▶ _Task to carry out_
Scan the entries below for the word "replaced" and copy every line where it turns up.
-- -- --
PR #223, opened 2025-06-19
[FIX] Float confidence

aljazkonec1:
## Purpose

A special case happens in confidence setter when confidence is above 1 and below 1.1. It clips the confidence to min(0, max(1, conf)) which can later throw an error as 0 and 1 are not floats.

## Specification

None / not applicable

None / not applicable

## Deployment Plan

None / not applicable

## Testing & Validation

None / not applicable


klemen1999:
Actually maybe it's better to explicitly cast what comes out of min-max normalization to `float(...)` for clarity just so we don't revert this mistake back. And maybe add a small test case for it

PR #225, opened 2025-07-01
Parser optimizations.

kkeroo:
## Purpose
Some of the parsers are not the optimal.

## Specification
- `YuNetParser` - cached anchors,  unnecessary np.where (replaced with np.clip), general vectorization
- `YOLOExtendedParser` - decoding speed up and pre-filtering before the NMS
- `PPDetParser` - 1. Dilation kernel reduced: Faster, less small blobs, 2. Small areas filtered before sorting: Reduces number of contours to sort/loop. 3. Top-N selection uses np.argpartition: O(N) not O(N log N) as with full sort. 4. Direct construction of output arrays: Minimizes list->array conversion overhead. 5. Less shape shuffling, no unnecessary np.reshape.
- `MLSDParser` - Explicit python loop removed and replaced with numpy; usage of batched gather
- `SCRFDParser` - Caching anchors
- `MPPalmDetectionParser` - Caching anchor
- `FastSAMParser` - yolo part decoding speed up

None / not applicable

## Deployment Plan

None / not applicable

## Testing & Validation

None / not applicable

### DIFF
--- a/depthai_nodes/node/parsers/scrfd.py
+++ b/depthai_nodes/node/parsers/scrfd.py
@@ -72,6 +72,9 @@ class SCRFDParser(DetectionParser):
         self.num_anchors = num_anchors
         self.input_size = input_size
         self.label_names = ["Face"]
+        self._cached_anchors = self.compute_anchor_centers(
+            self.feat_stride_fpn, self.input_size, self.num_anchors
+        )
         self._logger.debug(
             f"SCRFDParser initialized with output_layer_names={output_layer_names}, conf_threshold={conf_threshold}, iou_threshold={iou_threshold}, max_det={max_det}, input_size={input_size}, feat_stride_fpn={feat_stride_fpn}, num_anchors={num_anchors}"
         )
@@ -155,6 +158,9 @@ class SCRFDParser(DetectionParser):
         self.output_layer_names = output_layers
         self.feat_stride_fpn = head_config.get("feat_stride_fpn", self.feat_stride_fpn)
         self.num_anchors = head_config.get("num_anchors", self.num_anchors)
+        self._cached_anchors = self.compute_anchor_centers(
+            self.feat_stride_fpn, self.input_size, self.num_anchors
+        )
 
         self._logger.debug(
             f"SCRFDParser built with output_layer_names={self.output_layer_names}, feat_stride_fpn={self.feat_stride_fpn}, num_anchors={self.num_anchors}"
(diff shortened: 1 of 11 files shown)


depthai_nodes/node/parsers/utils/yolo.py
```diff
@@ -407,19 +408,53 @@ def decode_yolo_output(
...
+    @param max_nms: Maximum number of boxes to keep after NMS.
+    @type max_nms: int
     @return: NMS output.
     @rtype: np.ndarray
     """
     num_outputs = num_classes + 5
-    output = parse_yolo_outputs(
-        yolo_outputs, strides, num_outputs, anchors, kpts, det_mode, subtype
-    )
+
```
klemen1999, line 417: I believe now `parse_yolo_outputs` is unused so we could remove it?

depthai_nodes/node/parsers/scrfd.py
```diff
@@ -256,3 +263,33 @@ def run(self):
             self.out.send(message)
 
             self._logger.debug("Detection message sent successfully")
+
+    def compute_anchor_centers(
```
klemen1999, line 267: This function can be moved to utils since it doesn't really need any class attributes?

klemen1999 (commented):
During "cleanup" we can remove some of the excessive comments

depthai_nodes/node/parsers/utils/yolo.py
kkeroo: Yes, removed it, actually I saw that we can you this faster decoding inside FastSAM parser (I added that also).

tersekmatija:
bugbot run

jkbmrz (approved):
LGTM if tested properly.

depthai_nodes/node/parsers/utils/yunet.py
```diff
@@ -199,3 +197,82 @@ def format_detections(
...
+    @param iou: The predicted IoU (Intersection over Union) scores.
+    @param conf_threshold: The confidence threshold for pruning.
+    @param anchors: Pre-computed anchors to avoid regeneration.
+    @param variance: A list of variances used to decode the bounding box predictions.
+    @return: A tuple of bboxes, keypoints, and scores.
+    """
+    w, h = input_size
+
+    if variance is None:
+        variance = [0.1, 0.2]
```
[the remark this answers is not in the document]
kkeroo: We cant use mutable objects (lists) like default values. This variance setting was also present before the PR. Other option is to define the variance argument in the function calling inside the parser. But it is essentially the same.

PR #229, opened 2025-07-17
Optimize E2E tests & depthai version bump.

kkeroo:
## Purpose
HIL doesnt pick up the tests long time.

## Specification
-- -- --
▶ _Final answer_
- `YuNetParser` - cached anchors,  unnecessary np.where (replaced with np.clip), general vectorization
- `MLSDParser` - Explicit python loop removed and replaced with numpy; usage of batched gather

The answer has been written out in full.